_Aim of the task_
The records below need copying. Match each line exactly.

_Stored items_
PR #532, opened 2018-06-22
EZP-29322: As an editor I want to use translated Admin panel

mikadamczyk:
| Question      | Answer
| ------------- | ---
| Tickets       | https://jira.ez.no/browse/EZP-29322
| Bug fix?      |no
| New feature?  | yes
| BC breaks?    |no
| Tests pass?   | yes
| Doc needed?   |no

_Response to this task_
PR #532, opened 2018-06-22
EZP-29322: As an editor I want to use translated Admin panel

mikadamczyk:
| Question      | Answer
| ------------- | ---
| Tickets       | https://jira.ez.no/browse/EZP-29322
| Bug fix?      |no
| New feature?  | yes
| BC breaks?    |no
| Tests pass?   | yes
| Doc needed?   |no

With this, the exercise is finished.